#### [WHAT THIS TASK INVOLVES]
Where the string "leave" occurs in a line of the entries below, copy that line.

#### [ENTRIES PROVIDED]
PR #6457, opened 2020-05-22
Add attachments in mail serializer.

njohner:
In order to be able to work with Mails in the GEVER-UI we needed several changes in the backend:
- return the attachments in the GET of `Mail`s, to allow representing attachments in the detailview
- A new endpoint `extract-attachments` to extract the attachments of an `Mail` as a separate document

There are also some new requirements for `Mail`s, that will allow a more modern representation of mails in GEVER:
- Each attachment should only be extracted once
- For each attachment the `Mail` should store a link to the extracted document
- deleting of attachments from the `Mail` itself should not be allowed anymore (mail messages should be immutable)
This allows to represent each attachment as either a link to the extracted document or as a link to extracting the attachment.

On the technical side, information about attachments are already stored on `Mail`s in a dictionary:
- This is sadly not in a `PersistentMapping`, I chose to leave it as is, as otherwise we would need to migrate all existing mails. 
- We now also store the information about the extracted document in that mapping.
- This information now needs to be updated when an extracted document is moved
- I also handle the cases where an extracted document is deleted. The attachment can then be extracted again
- The case where the `Mail` is deleted is partially handled, the `IExtractedFromMail` interface is removed from the document, but the extracted document will still be broken, because the `Mail` is also in the RelatedItems, and these fields do not support object deletion properly. But this is a general problem we have in GEVER, not specific to this situation.

Some more edge-cases and comments:
- When an attachment gets extracted and then moved to a position a user cannot see. @all4manu what happens then in the GEVER-UI? No link?
- E-mails with documents that have been extracted prior to this change will be confusing (documents will not show up the same in the GEVER-UI, and users might extract them again)

For https://4teamwork.atlassian.net/browse/GEVER-198

## Checklist (Must have)
- [x] Changelog entry

## Checklist (optional)
- New translations

### DIFF
--- a/docs/public/dev-manual/api/extract_attachments.rst
+++ b/docs/public/dev-manual/api/extract_attachments.rst
@@ -1,0 +1,37 @@
+
+Anhänge speichern
+=================
+
+E-Mail-Anhänge können in OneGov GEVER als separate Dokumente gespeichert werden (nur einmal pro Anhang). Dies wird in der REST API mit einem ``POST`` Request auf den ``@extract-attachments`` Endpoint ermöglicht. Der ``positions`` Parameter erlaubt auszuwählen, welche Anhänge extrahiert werden sollen und entspricht der ``position``, die in der Response eines ``GET`` Request auf eine E-Mail für jeden Anhang enthalten ist. Wenn ``positions`` nicht angegeben wird, dann werden alle Anhänge extrahiert, welche noch nicht gespeichert wurden. Die Dokumente werden im selben Gefäss erstellt, in welchem sich die E-Mail befindet.
+
+**Beispiel-Request**:
+
+   .. sourcecode:: http
+
+       POST http://localhost:8080/fd/ordnungssystem/bildung/dossier-25/document-78/@extract-attachments HTTP/1.1
+       Accept: application/json
+
+       {
+        "positions": [4, 5]
+       }
+
+
+**Beispiel-Response**:
+
+   .. sourcecode:: http
+
+      HTTP/1.1 200 OK
+      Content-Type: application/json
+
+      [
+          {
+              "extracted_document_title": "Ein Dokument",
+              "extracted_document_url": "http://localhost:8080/fd/ordnungssystem/bildung/dossier-25/document-79",
+              "position": 4
+          },
+          {
+              "extracted_document_title": "Ein weiteres Dokument",
+              "extracted_document_url": "http://localhost:8080/fd/ordnungssystem/bildung/dossier-25/document-80",
+              "position": 5
+          }
+      ]
--- a/opengever/api/mail.py
+++ b/opengever/api/mail.py
@@ -1,11 +1,13 @@
 from ftw.mail.mail import IMail
+from opengever.api.document import SerializeDocumentToJson
 from opengever.base.transforms.msg2mime import Msg2MimeTransform
-from opengever.mail.mail import initialize_title
 from opengever.mail.mail import initialize_metadata
+from opengever.mail.mail import initialize_title
 from plone.namedfile.file import NamedBlobFile
 from plone.restapi.deserializer import json_body
 from plone.restapi.deserializer.dxcontent import DeserializeFromJson
 from plone.restapi.interfaces import IDeserializeFromJson
+from plone.restapi.interfaces import ISerializeToJson
 from zope.component import adapter
 from zope.interface import implementer
 from zope.interface import Interface
@@ -42,3 +44,13 @@ class DeserializeMailFromJson(DeserializeFromJson):
             initialize_metadata(context, None)
 
         return context
+
+
+@implementer(ISerializeToJson)
+@adapter(IMail, Interface)
+class SerializeMailToJson(SerializeDocumentToJson):
+
+    def __call__(self, *args, **kwargs):
+        result = super(SerializeMailToJson, self).__call__(*args, **kwargs)
+        result[u'attachments'] = self.context.get_attachments()
+        return result
--- a/opengever/api/mail.py
+++ b/opengever/api/mail.py
@@ -5,6 +5,7 @@ from opengever.mail.exceptions import AlreadyExtractedError
 from opengever.mail.exceptions import InvalidAttachmentPosition
 from opengever.mail.mail import initialize_metadata
 from opengever.mail.mail import initialize_title
+from plone.app.uuid.utils import uuidToURL
 from plone.namedfile.file import NamedBlobFile
 from plone.protect.interfaces import IDisableCSRFProtection
 from plone.restapi.deserializer import json_body
@@ -57,8 +58,16 @@ class SerializeMailToJson(SerializeDocumentToJson):
 
     def __call__(self, *args, **kwargs):
         result = super(SerializeMailToJson, self).__call__(*args, **kwargs)
-        result[u'attachments'] = self.context.get_attachments()
+        result[u'attachments'] = self.get_attachments()
         return result
+
+    def get_attachments(self):
+        attachments = self.context.get_attachments()
+        for attachment in attachments:
+            if attachment.get('extracted'):
+                attachment['extracted_document_url'] = uuidToURL(
+                    attachment.get('extracted_document_uid'))
+        return attachments
 
 
 class ExtractAttachments(Service):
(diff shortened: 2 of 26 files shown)


opengever/mail/tests/test_extract_attachments.py
```diff
@@ -23,6 +24,25 @@ def setUp(self):
                            .within(self.dossier)
                            .with_message(MESSAGE_TEXT))
 
+    @browsing
+    def test_extract_attachment_view_content(self, browser):
+        browser.login().open(self.mail, view='extract_attachments')
+        table = browser.css('table').first
+        self.assertEqual(
+            [['', 'Already extracted', 'Type', 'Filename', 'Size'],
+             ['', 'No', '', u'B\xfccher.txt', '1 KB']],
```
mbaechtold, line 33: Should we also add a test for an extracted e-mail?

docs/public/dev-manual/api/extract_attachments.rst
```diff
@@ -0,0 +1,37 @@
...
+Anhänge speichern
+=================
+
+E-Mail-Anhänge können in OneGov GEVER als separates Dokument gespeichert werden (nur einmal für jeder Anhang). Dies wird mit in der REST API mit einer ``POST`` Request auf den ``@extract-attachments`` Endpoint ermöglicht. Der ``positions`` Parameter erlaubt auszuwählen welche Anhänge extrahiert werden sollen und entspricht der ``position`` die in der Response eines ``GET`` Request auf ein E-Mail für jeder Anhang enthalten ist. Wenn ``positions`` nicht angegeben wird, dann werden alle Anhänge, die noch nicht gespeichert wurden, extrahiert. Die Dokumente werden im selben Gefäss wo sich der E-Mail befindet erstellt.
+
+**Beispiel-Request**:
+
+   .. sourcecode:: http
+
+       POST http://localhost:8080/fd/ordnungssystem/bildung/dossier-25/document-78 HTTP/1.1
```
mbaechtold, line 11: The endpoint `@extract-attachments`  is missing in the url.

docs/public/dev-manual/api/extract_attachments.rst
```diff
@@ -0,0 +1,37 @@
+
+Anhänge speichern
+=================
+
+E-Mail-Anhänge können in OneGov GEVER als separates Dokument gespeichert werden (nur einmal für jeder Anhang). Dies wird mit in der REST API mit einer ``POST`` Request auf den ``@extract-attachments`` Endpoint ermöglicht. Der ``positions`` Parameter erlaubt auszuwählen welche Anhänge extrahiert werden sollen und entspricht der ``position`` die in der Response eines ``GET`` Request auf ein E-Mail für jeder Anhang enthalten ist. Wenn ``positions`` nicht angegeben wird, dann werden alle Anhänge, die noch nicht gespeichert wurden, extrahiert. Die Dokumente werden im selben Gefäss wo sich der E-Mail befindet erstellt.
```
mbaechtold, line 5: E-Mail-Anhänge können in OneGov GEVER als separate Dokumente gespeichert werden (nur einmal pro Anhang). Dies wird in der REST API mit einem ``POST`` Request auf den ``@extract-attachments`` Endpoint ermöglicht. Der ``positions`` Parameter erlaubt auszuwählen, welche Anhänge extrahiert werden sollen und entspricht der ``position``, die in der Response eines ``GET`` Request auf eine E-Mail für jeden Anhang enthalten ist. Wenn ``positions`` nicht angegeben wird, dann werden alle Anhänge extrahiert, welche noch nicht gespeichert wurden. Die Dokumente werden im selben Gefäss erstellt, in welchem sich die E-Mail befindet.

opengever/api/mail.py
```diff
@@ -54,3 +57,25 @@ def __call__(self, *args, **kwargs):
         result = super(SerializeMailToJson, self).__call__(*args, **kwargs)
         result[u'attachments'] = self.context.get_attachments()
         return result
+
+
+class ExtractAttachments(Service):
+
+    def reply(self):
+
+        # Disable CSRF protection
```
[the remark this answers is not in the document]
njohner: Agreed that the comment is not very useful, and we have it copy pasted in the whole API. I'll update it at least here...

Basically every POST request should include an `X-CSRF-TOKEN` in its headers that was emitted by plone for a given user. This is achieved using javascript in forms created by plone, but cannot work for REST-API requests. So basically all POST endpoints must disable the CSRF protection.

docs/public/dev-manual/api/extract_attachments.rst
njohner: Thanks! corrected...

docs/public/dev-manual/api/extract_attachments.rst
njohner: Thanks!

opengever/api/mail.py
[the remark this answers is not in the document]
mbaechtold: Thanks for explanation 👍

opengever/api/mail.py
```diff
@@ -42,3 +44,13 @@ def __call__(self, validate_all=False, data=None, create=False):
...
         return context
+
+
+@implementer(ISerializeToJson)
+@adapter(IMail, Interface)
+class SerializeMailToJson(SerializeDocumentToJson):
+
+    def __call__(self, *args, **kwargs):
+        result = super(SerializeMailToJson, self).__call__(*args, **kwargs)
+        result[u'attachments'] = self.context.get_attachments()
```
elioschmutz, line 60:
```suggestion
        result[u'items'] = self.context.get_attachments()
```

See discussion here: https://github.com/4teamwork/opengever.core/pull/6462#discussion_r431034923

opengever/mail/mail.py
```diff
@@ -213,6 +232,11 @@ def extract_attachment_into_parent(self, position):
             IRelatedDocuments(doc).relatedItems = [RelationValue(iid)]
             doc.reindexObject()
 
+        # mark attachment as extracted
+        info['extracted'] = True
+        info['extracted_document_url'] = doc.absolute_url()
```
elioschmutz, line 243: Why do we need to track the URL and the UID? I think the UID is enough, we can lookup the document and get the URL from it.

Then we also don't need to track moved documents because the url is generated.

opengever/mail/subscribers.py
```diff
@@ -13,3 +19,35 @@ def resolve_mail_author(mail, event):
...
+
+        for info in related_obj.get_attachments():
+            if info.get("extracted_document_uid") == uid:
+                write_info = related_obj._get_attachment_info(
+                    info.get("position"), write_modus=True)
+                return write_info
+    raise SourceMailNotFound("Source Mail not found when Extracted attachment moved.")
+
+
+def extracted_attachment_moved(doc, event):
```
elioschmutz, line 42: ✂️  This subscriber is not required if we only track the documents UID.

opengever/api/mail.py
njohner: I'd tend to disagree here, because they are not children of the E-mail. For comparison, in the case of a user, this would be analogous to his `addresses` or something like that.

opengever/mail/mail.py
njohner: We need the URL because the Gever-UI needs it. But I guess we could get the URL for the UID in the serializer.

opengever/mail/mail.py
```diff
@@ -148,17 +150,30 @@ def get_extraction_parent(self):
...
+            return self.attachment_infos
+        return tuple(info for info in self.attachment_infos if not info.get('extracted'))
 
     def has_attachments(self):
         """Return whether this mail has attachments."""
         return len(self.get_attachments()) > 0
 
+    def _get_attachment_info(self, position, write_modus=False):
+        """Return the attachment info for attachment at given position.
+        If write_modus is True, return the actual persistent mapping"""
```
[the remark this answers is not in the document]
njohner: Solution  1 is problematic here, as this is not a persistent mapping.
Solution 2 should make it cleaner.

opengever/api/mail.py
njohner: As discussed I'll leave this under `attachments`

opengever/mail/mail.py
```diff
@@ -148,17 +150,30 @@ def get_extraction_parent(self):
...
+        for info in self._attachment_infos:
+            if info['position'] == position:
+                if not write_modus:
+                    return dict(info)
+                self._p_changed = True
+                return info
```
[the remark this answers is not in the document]
njohner: Has been refactored

opengever/mail/mail.py
njohner: We now only store the UID. URL gets added in the API endpoint

njohner:
I incorporated the changes as discussed.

#### [EXERCISE ANSWER]
- This is sadly not in a `PersistentMapping`, I chose to leave it as is, as otherwise we would need to migrate all existing mails. 
njohner: As discussed I'll leave this under `attachments`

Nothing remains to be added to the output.